Terapi non farmakologis nefropati diabetik berupa gaya hidup yang sehat meliputi olah raga
rutin, diet, menghentikan merokok serta membatasi konsumsi alkohol. Olahraga rutin yang
dianjurkan ADA adalah berjalan 3-5 km/hari dengan kecepatan 10-12 menit/km, 4-5 kali
seminggu. Pembatasan asupan garam 4-5 g/hari, serta asupan protein hingga 0,8 g/kg/berat
badan ideal/hari.1
Target tekanan darah pada nefropati diabetik adalah <130/80 mmHg. Obat antihipertensi
yang dianjurkan adalah ACE-I atau ARB. Walaupun pasien diabetik nefopati memiliki
tekanan darah normal, penelitian mutakhir menunjukkan bahwa pemberian ACE-I dan ARB
dapat mencegah laju penurunan fungsi ginjal.

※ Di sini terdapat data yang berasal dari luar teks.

Issue #944, opened 2023-09-03
Missing blocking commands for Redis Sorted set


gheorghitamutu:
Hello,

I was looking through Sorted Set functions (wrappers over commands) in this library and I noticed that there are no blocking commands exposed for Redis Sorted Set. More specifically:

https://redis.io/commands/bzpopmin
https://redis.io/commands/bzpopmax
https://redis.io/commands/bzmpop

Are there any plans to implement these in the near future?
I also found an issue that's related to this - https://github.com/redis-rs/redis-rs/issues/476 - but there's no answer to it.

It is indeed true that one could just use:
```
let (key, member, score): (String, String, u64) = redis::cmd("BZPOPMIN")
            .arg(key)
            .arg(1)
            .arg(0)
            .query_async(&mut connection)
            .await?;
```

But I was expecting to have a wrapper similar to List blocking commands:

```
    fn blpop<K: ToRedisArgs>(key: K, timeout: usize) {
        cmd("BLPOP").arg(key).arg(timeout)
    }
```

nihohit:
> Are there any plans to implement these in the near future?

I don't think any of the maintainers are planning on doing this, but we're always happy to accept contributions. Usually adding commands is very easy.

> I also found an issue that's related to this - https://github.com/redis-rs/redis-rs/issues/476 - but there's no answer to it.

Answered there. Thanks for pointing that out.

jaymell:
I'm going to close this as a duplicate of #476, but please feel free to submit a PR if you'd like @gheorghitamutu.

Issue #476, opened 2021-04-12
How can I use bzpopmax or bzpopmin?


uheee:
I want my program to **block** when using ```bzpopmax``` until the first available element appears in the zset. I did not find any related functions in the documentation, and ```zpopmax``` will return regardless of whether there is an element in zset.

nihohit:
Hi, can you write a sample test that will demonstrate the issue?

jaymell:
I think the issue here is just that we're missing the wrappers for the blocking commands, correct? If so, it should be an easy PR to add these, as @nihohit mentioned on #944.

somechris:
It seems support for `bzpopmax` meanwhile got added to `implement_commands!` and is documented.

PR #962, opened 2023-09-24
Sorted set blocking commands

gheorghitamutu:
Hello,

The feature has been requested in #944 & #476.

The commands implemented are:
https://redis.io/commands/bzpopmin
https://redis.io/commands/bzpopmax
https://redis.io/commands/bzmpop

Tests were added for all 3 of them.

### DIFF
--- a/redis/tests/test_basic.rs
+++ b/redis/tests/test_basic.rs
@@ -1280,3 +1280,32 @@ fn test_set_options_options() {
 
     assert_args!(&opts, "EX", "1000");
 }
+
+#[test]
+fn test_blocking_sorted_set_api() {
+    let ctx = TestContext::new();
+    let mut con = ctx.connection();
+
+    assert_eq!(con.zadd("a", "1a", 1), Ok(()));
+    assert_eq!(con.zadd("b", "2b", 2), Ok(()));
+    assert_eq!(con.zadd("c", "3c", 3), Ok(()));
+    assert_eq!(con.zadd("d", "4d", 4), Ok(()));
+    assert_eq!(con.zadd("a", "5a", 1), Ok(()));
+    assert_eq!(con.zadd("b", "6b", 2), Ok(()));
+    assert_eq!(con.zadd("c", "7c", 3), Ok(()));
+    assert_eq!(con.zadd("d", "8d", 4), Ok(()));
+
+    let result_multiple_min = con
+        .bzmpop_min::<&str, (String, Vec<Vec<(String, String)>>)>(0, vec!["a", "b", "c", "d"].as_slice(), 1);
+    let result_multiple_max  = con
+        .bzmpop_min::<&str, (String, Vec<Vec<(String, String)>>)>(0, vec!["a", "b", "c", "d"].as_slice(), 1);
+
+    let result_min = con.bzpopmin::<&str, (String, String, String)>("b", 0);
+    let result_max = con.bzpopmin::<&str, (String, String, String)>("b", 0);
+
+    assert_eq!(result_multiple_min.unwrap().1[0][0], (String::from("1a"), String::from("1")));
+    assert_eq!(result_multiple_max.unwrap().1[0][0], (String::from("5a"), String::from("1")));
+
+    assert_eq!(result_min.unwrap(), (String::from("b"), String::from("2b"), String::from("2")));
+    assert_eq!(result_max.unwrap(), (String::from("b"), String::from("6b"), String::from("2")));
+}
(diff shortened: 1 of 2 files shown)


gheorghitamutu:
As a side note:
The `BZMPOP` command is available from version 7.0.0 and it will 
probably fail testing with Redis version 6.2.4. If there's a workaround/check that I can do in order to specify Redis' version, please let me know. If not, I'll remove this specific command test.

redis/tests/test_basic.rs
```diff
@@ -1280,3 +1280,32 @@ fn test_set_options_options() {
...
+    assert_eq!(con.zadd("a", "1a", 1), Ok(()));
+    assert_eq!(con.zadd("b", "2b", 2), Ok(()));
+    assert_eq!(con.zadd("c", "3c", 3), Ok(()));
+    assert_eq!(con.zadd("d", "4d", 4), Ok(()));
+    assert_eq!(con.zadd("a", "5a", 1), Ok(()));
+    assert_eq!(con.zadd("b", "6b", 2), Ok(()));
+    assert_eq!(con.zadd("c", "7c", 3), Ok(()));
+    assert_eq!(con.zadd("d", "8d", 4), Ok(()));
+
+    let result_multiple_min = con
```
jaymell, line 1298: Did you mean to only test the `min` command variants?

jaymell:
RE the version checking, I'm surprised, but not aware of any place where we've previously excluded tests based on version. It should be possible to parse the server version out of `INFO` command and exclude the the specific assertions as needed, so I'd prefer to do that if you think you can tackle it.

nihohit:
> It should be possible to parse the server version out of INFO command and exclude the the specific assertions as needed

maybe add a helper function that takes a version and returns bool to tests/utilities/mod.rs to do that, and return early from tests when the version is too early?
alternatively, maybe we can get the version from env variable?
 If you need help, please say.

redis/tests/test_basic.rs
gheorghitamutu: You're right, the max variables should have been the result of max functions. My mistake. 
I fixed it in [a08aba1](https://github.com/redis-rs/redis-rs/pull/962/commits/a08aba18f1b2ac8ebf50e7328a271761f0048c6a).

gheorghitamutu:
@jaymell I did not see any tests for other (non) blocking functions added as commands that were introduced in Redis version 7.0.0 so that might be why there was no need for a version checking helper function.

@jaymell @nihohit I can probably do both of them as helpers for version checking but if you want a specific one, please let me know. Unfortunately, I'm not aware of a standard env variable that specifies the Redis version. If there's no such thing, I'd go with @jaymell suggestion and parse the INFO command for version information. If there's a custom env var set up, anyone who tries to create a build & test workflow needs to make sure that they also set it up and it sounds like another small dependency added.

nihohit:
you're right, best to test the server version.

gheorghitamutu:
@jaymell @nihohit please let me know what you think about statements below.

I've looked a bit into how I'd be doing this for just my case.
The quick and dirty code block I came with is something along these lines:
```rs
    let major_version : u32 = {
        let raw_info: String = redis::cmd("INFO").query(&mut con).unwrap();
        let pattern = "redis_version:";
        let version_position = raw_info.find(pattern).unwrap();
        let major_version = raw_info.chars().nth(version_position + pattern.len()).unwrap();
        major_version.to_digit(10).unwrap()
    };
```

What this solves is solely my current issue (partially, as non multi commands - `BZPOPMIN` & `BZPOPMAX` are only available from Redis version 5 as well).
What it doesn't is along these lines:
- there will probably be more tests in the future depending on the Redis version and thus this is not the right place nor the ergonomic implementation for this function/code block
- the function should probably be a helper for TestContext (and maybe keep it as metadata/ structure member) and this is out of the scope of the current PR (it should also take in account the actual format of the version `<major>.<minor>.<path>` in case there are cases we also want to look into that)
- the future design should also probably somehow remove the platform attribute (windows) for several tests and rely on the actual Redis version
- I'd rather open an entirely new issue based on the above

If you agree I can either merge the above code block in my test only or I can remove asserting/calling `BZMPOP` command that requires Redis version 7.

nihohit:
@gheorghitamutu please try rebasing over https://github.com/redis-rs/redis-rs/pull/963 and using the functions I added there.

gheorghitamutu:
Hello, @nihohit, thank you!

nihohit:
@jaymell LGTM

gheorghitamutu:
There was a small fix to be done in [8f26d05](https://github.com/redis-rs/redis-rs/pull/962/commits/8f26d056309dcdacad2ff95bedd9fa0efede4a39).

nihohit (approved):

jaymell:
Thanks for the PR!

Diperkirakan bahwa efek ini dicapai akibat
penurunan tekanan darah, penurunan tekanan intraglomerulus, peningkatan aliran darah
ginjal, penurunan proteinuria, efek natriuretik serta pengurangan proliferasi sel, hipertrofi,
ekspansi matriks, sitokin dan sintesa growth factor, disamping hambatan aktivasi, proliferasi
dan migrasi makrofag, serta perbaikan sensitivitas terhadap insulin.1 Pada pasien-pasien yang
penurunan fungsi ginjalnya berjalan terus, maka saat laju filtrasi glomerulus mencapai 10-15
ml/menit dianjurkan untuk memulai dialisis.3

2.8 Prognosis
BAB III
KESIMPULAN

Nefropati diabetik ditandai oleh terjadinya albuminuria, hipertensi dan penurunan fungsi
ginjal. 2. Faktor-faktor etiologis timbulnya penyakit ginjal diabetik adalah:

 Kurang terkendalinya kadar gula darah (gula darah puasa >140-160 mg/dl [7,7-8,8
mmol/l]); AIC >7-8%
 Faktor-faktor genetis
 Kelainan hemodinamik (peningkatan aliran darah ginjal dan laju filtrasi glomerulus,
peningkatan tekanan intraglomerulus)
 Hipertensi sistemik
 Sindrom resistensi insulin (sindroma metabolik)
 Keradangan
 Perubahan permeabilitas pembuluh darah
 Asupan protein berlebih
 Gangguan metabolik (kelainan metabolisme polyol, pembentukan advanced glycation
end products, peningkatan produksi sitokin)
 Pelepasan growth factors
 Kelainan metabolisme karbohidrat/ lemak/ protein
 Kelainan struktural (hipertrofi glomerulus, ekspansi mesangium, penebalan
membrane basalis glomerulus)
 Gangguan ion pumps (peningkatan Na+ -H+ pump dan penurunan Ca2+- ATPase
pump)
 Hiperlipidemia (hiperkolesterolemia dan hipertrigliseridemia)
 Aktivasi protein kinase C

3. Prinsip tatalaksana nefropati diabetik adalah melalui pengendalian gula darah, tekanan
darah, perbaikan fungsi ginjal dan pengendalian faktor komorbid.

3.2 Saran
1. Perlu dilakukan evaluasi pada pasien diabetes melitus untuk mengetahui adanya penurunan
fungsi ginjal.
2. Perlu dilaksanakan penelitian lebih lanjut mengenai nefropati diabetik agar diketahui data
insidensi nefropati diabetik di Indonesia.